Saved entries

□ □ □ □ □ □ □

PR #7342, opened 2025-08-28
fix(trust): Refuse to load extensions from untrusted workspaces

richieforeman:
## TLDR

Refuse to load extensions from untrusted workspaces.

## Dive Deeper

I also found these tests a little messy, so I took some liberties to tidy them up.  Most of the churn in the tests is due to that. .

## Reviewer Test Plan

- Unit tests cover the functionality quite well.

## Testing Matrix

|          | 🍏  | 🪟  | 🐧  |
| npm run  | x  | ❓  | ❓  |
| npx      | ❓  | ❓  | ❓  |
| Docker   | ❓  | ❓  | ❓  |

□ □ □ □ □ □ □

* _About this task_
Copy every entry exactly.

* _Solution for this problem_
PR #7342, opened 2025-08-28
fix(trust): Refuse to load extensions from untrusted workspaces

richieforeman:
## TLDR

Refuse to load extensions from untrusted workspaces.

## Dive Deeper

I also found these tests a little messy, so I took some liberties to tidy them up.  Most of the churn in the tests is due to that. .

## Reviewer Test Plan

- Unit tests cover the functionality quite well.

## Testing Matrix

|          | 🍏  | 🪟  | 🐧  |
| npm run  | x  | ❓  | ❓  |
| npx      | ❓  | ❓  | ❓  |
| Docker   | ❓  | ❓  | ❓  |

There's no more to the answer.